Un policía le apunta con la pistola.

−Eh, eh, tranquilo −dice la que podría ser del Juzgado −. Delante de mí,  no se saca ningún arma. Lo podemos solucionar hablando.

−Lo siento, señora. Pero la hora de hablar ya se ha acabado. Suelte ese cuchillo. 

−Mamá.

−Suelte ese cuchillo o disparo.

−Mamá.

Carlitos tira de nuevo a Ingrid de la manga. Es la segunda vez.  

−Suelte ese cuchillo. Es la última vez que se lo digo.

−Mamá, mamá. Vamos a dejar este juego. Hemos perdido.

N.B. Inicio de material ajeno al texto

PR #858, opened 2023-06-22
Use current wall time instead of the one on environment settings object

linnan-github:
The implementation uses base::Time::Now() which doesn't consider cross origin isolated contexts as well.

***
<a href="https://pr-preview.s3.amazonaws.com/linnan-github/conversion-measurement-api/pull/858.html" title="Last updated on Jun 22, 2023, 12:53 PM UTC (451d320)">Preview</a> | <a href="https://pr-preview.s3.amazonaws.com/WICG/attribution-reporting-api/858/d91215b...linnan-github:451d320.html" title="Last updated on Jun 22, 2023, 12:53 PM UTC (451d320)">Diff</a>

### DIFF
--- a/index.bs
+++ b/index.bs
@@ -1469,8 +1469,7 @@ To <dfn>make a background attributionsrc request</dfn> given a [=URL=] |url|, an
     :   [=request/Attribution Reporting eligibility=]
     ::  |eligibility|
 1. [=Fetch=] |request| with [=fetch/processResponse=] being
-    [=process an attributionsrc response=] with |contextOrigin|, |eligibility|,
-    and |context|.
+    [=process an attributionsrc response=] with |contextOrigin| and |eligibility|.
 
 Issue: Audit other properties on |request| and set them properly.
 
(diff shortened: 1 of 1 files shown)


yoavweiss:
> The implementation uses base::Time::Now()

It seems fine to move to more coarsened times by default, especially given that it seems the requirement time granularity you require here is very coarse. It's worthwhile to verify the implementation is similarly coarsening the timestamps correctly.

Can you think of ways to write a WPT that tests that? (not a blocker, but would be great to have)

yoavweiss (commented):
LGTM

yoavweiss (approved):

linnan-github:
> > The implementation uses base::Time::Now()
> 
> It seems fine to move to more coarsened times by default, especially given that it seems the requirement time granularity you require here is very coarse. It's worthwhile to verify the implementation is similarly coarsening the timestamps correctly.
> 
> Can you think of ways to write a WPT that tests that? (not a blocker, but would be great to have)

Thanks, we will look into the implementation to see whether the time is similarly coarsened.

Ingrid deja caer el cuchillo al suelo. Primero cae de punta, luego da un pequeño bote, hasta que cae finalmente de lado. Desfallecido. Un Policía aprovecha para arrancarle a su hijo de las manos, mientras otros dos la empujan contra el suelo.

Carlitos grita.

−Mamá, mamá.

A Ingrid, la tumban bocabajo. Mientras uno de los policías le coloca una rodilla en la espalda para inmovilizarla, el otro aprovecha para ponerle las esposas. Es la primera vez que la detienen. No sabe si al caer, se ha roto algo. No siente nada. Sólo que el suelo está frío. Ve los pies de todo el mundo alrededor. Botas de policía. Zapatos castellanos. Zapatos de tacón. Eso, ha sido un fallo, piensa Ingrid. Tenía que haberse puesto zapatos de tacón, pero llegaron demasiado pronto. Quizá, hasta puede que un poco antes de las diez de la mañana. Bueno, piensa Ingrid, como dice mi madre, de aquí ya no puedo caerme. A unos centímetros de su cara, descubre los restos del vaso de cristal que se le cayó antes a su hijo. Unas botas de policía están muy cerca de los cristales.  Se desplazan un palmo y los pisan.